Can you learn Clean Code without knowing programming? I don’t think so, and quite likely, then Clean Code should be left after Patterns – which isn’t currently part of Marcus’ course.

Should you learn Clean Code before creating your own ugly mess? Would you know the difference if taught from day one?

How to refactor a refactored switch/case statement

november 26th, 2015

When good intentions go slightly wrong

For some odd reason I picked up a link to DZONE on “How to refactor a switch/case statement” – the link https://dzone.com/articles/how-to-refactor-a-switchcase-statement is now defunct, I’m not sure why. Anyway, Gianluca Tomasino, the original author still has the article on his blog.

So I read through this – I know I dislike switch/case jump tables, though not as much as I hate if-else-if – or as I like to reminisce Sid Meier’s Pirates! and call it the “evil El Sif”

Gianluca is quite right, that one option would be to use the Strategy pattern, but then goes on to show how not to implement this pattern by adding a method for each of the enums, then tie a specific implementation inside the enum ending up with a less readable and less maintainable code.

The enum part is right – eliminate the magic strings, define the different types.

The strategy interface definition is wrong – the name “HasStrategies” does not convey any useful information. The 2 methods bind concrete enums to an interface, 1 abstract method, e.g. ‘execute’ should be sufficient. Then the specific strategy is pushed inside the enums themselves. Enums should not care for whichever strategies you have for them, thus that sort of coupling is not wanted.

In the Decider class, we now define the specific strategy to use, which sort of defies the purpose of extracting the code from a switch – the specific class will now have 2 reasons for change:

  1. Change to the strategy
  2. Change to the enum definitions

“A class should have one, and only one reason to change.” That is the intent of the Single Responsibility Principle

If we add another value to the enums, then we need to change the Decider implementation as well, that is contrary to the Open Close Principle.

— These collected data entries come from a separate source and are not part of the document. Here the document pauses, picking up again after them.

PR #865, opened 2026-09-02
feat: thread instrument_capabilities through TaskData/TaskArchive/scheduler (§A.2-A.7)

thusser:
## Summary
§A.2-A.7 of `specs/plans/2026-09-01-instrument-capability-duration-estimates.md` — the plumbing that carries an `InstrumentCapabilities | None` (from pyobs-core#864) from the one real caller down to `Task.estimate_duration()`, with no consumer yet and every backend still returning `None`, so **this changes no runtime behavior**.

- `TaskData.instrument_capabilities: InstrumentCapabilities | None` (`task.py`)
- `TaskArchive.get_instrument_capabilities() -> None` by default; every non-portal backend (filesystem, memory, lco) inherits it unchanged
- `Task.estimate_duration()` gains the parameter, forwarded into `TaskData`
- `TaskScheduler.schedule()` gains it in the abstract signature. `AstroplanScheduler` accepts it for interface consistency but doesn't use it (reads the stored `Task.duration` field, not a live estimate — see the plan's Non-goals)
- `OnDemandScheduler` threads it through the full call chain: `schedule` → `schedule_in_interval` → `schedule_first_in_interval` → `find_next_best_task`/`check_for_better_task`/`can_postpone_task`/`create_scheduled_task` → the 4 `task.estimate_duration()` call sites
- `pyobs/modules/robotic/scheduler.py`'s `_schedule_worker` — the only real caller of `schedule()` outside tests — now supplies `self._task_archive.get_instrument_capabilities()`

## Not in this PR
- §A.4: `PortalTaskArchive`'s concrete fetch/cache override (still returns `None` via the base class default)
- §A.8: the 5 leaf scripts actually reading `instrument_capabilities`

Both tracked in the plan doc as follow-up work.

## Test plan
- [x] New tests: `TaskData`/`Task.estimate_duration()` forwarding, `TaskArchive` default, `OnDemandScheduler.create_scheduled_task()` + full `schedule()` end-to-end threading, `pyobs/modules/robotic/scheduler.py`'s `_schedule_worker` forwarding `get_instrument_capabilities()`
- [x] `pytest tests/` (excluding `integration`/`xmpp`) — 1866 passed, no regressions
- [x] `ruff check` / `black --check` / `pyrefly check` — clean (pre-existing, unrelated pyrefly noise on 2 test files confirmed identical on `develop`)

🤖 Generated with [Claude Code](https://claude.com/claude-code)

https://claude.ai/code/session_019XoNCe7YyJELc8xup1zVdE

PR #868, opened 2026-09-03
feat: PortalTaskArchive polls and caches instrument capabilities (§A.4)

thusser:
## Summary
`PortalTaskArchive.get_instrument_capabilities()` now actually returns live data instead of inheriting `TaskArchive`'s `None` default — the last piece of `specs/plans/2026-09-01-instrument-capability-duration-estimates.md`'s §A.

- New `_poll_instrument_capabilities()`, called from the existing `_poll()` alongside the tasks/projects check: re-downloads `GET /api/instruments/` only when pyobs-portal#144's `last_instrument_update` marker moves, using the same marker-gated pattern `_poll()`/`_update()` already use for tasks/projects (pyobs-portal#84).
- Kept deliberately independent of the tasks/projects poll: a failure fetching or parsing instrument capabilities is caught and throttled locally, keeps serving the last-good `InstrumentCapabilities` rather than clearing it, and never blocks or forces a retry of the tasks/projects side.

## Resolves both open review notes from #864/#867
- **`extra="forbid"` conflict**: a portal payload the pyobs-core models don't recognize now raises inside `_poll_instrument_capabilities()`'s own try/except, degrading like any other fetch failure rather than propagating.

From the looks of it, we have to change the enums (well, that’s a given), the strategy, and the decider implementation.

What I’d recommend:

Define the strategy interface using only one method

interface Strategy {
    String execute();
}

Simply define the values

enum Values {
    PIPPO, PLUTO;
}

Implement the strategies for each of the values, and add them to an EnumMap

class ValueStrategies {
    final static EnumMap<Values, Strategy> MAP = 
             new EnumMap<Values, Strategy>(Values.class);
    static {
        MAP.put(Values.PIPPO, new Strategy() {
            @Override
            public String execute() {
                return "methodA";
            }
        });
        MAP.put(Values.PLUTO, new Strategy() {
            @Override
            public String execute() {
                return "methodB";
            }
        });
    }
    static Strategy get(Values value) {
        return MAP.get(value);
    }
}

Implement the decider using these elements:

public class AltDecider implements Decider {

    @Override
    public String call(String which) {
        Values value = Values.valueOf(which.toUpperCase());
        return ValueStrategies.get(value).execute();
    }

}

Well, the mapping from a primitive to the enum should not take place inside the method, the Decider interface should be modified to fix such hacks, if the String, which, is null or does not represent a Value, then a NullPointerException and IllegalArgumentException respectively will be thrown from the Value conversion.

The names are still not meaningful.

With this solution a new enum value will require a change to Values and the implementation for its strategy inside the ValueStrategies.

If re-use of the strategy implementations were of concern, then naturally they should be implemented in their own classes and not as anonymous values inside the map.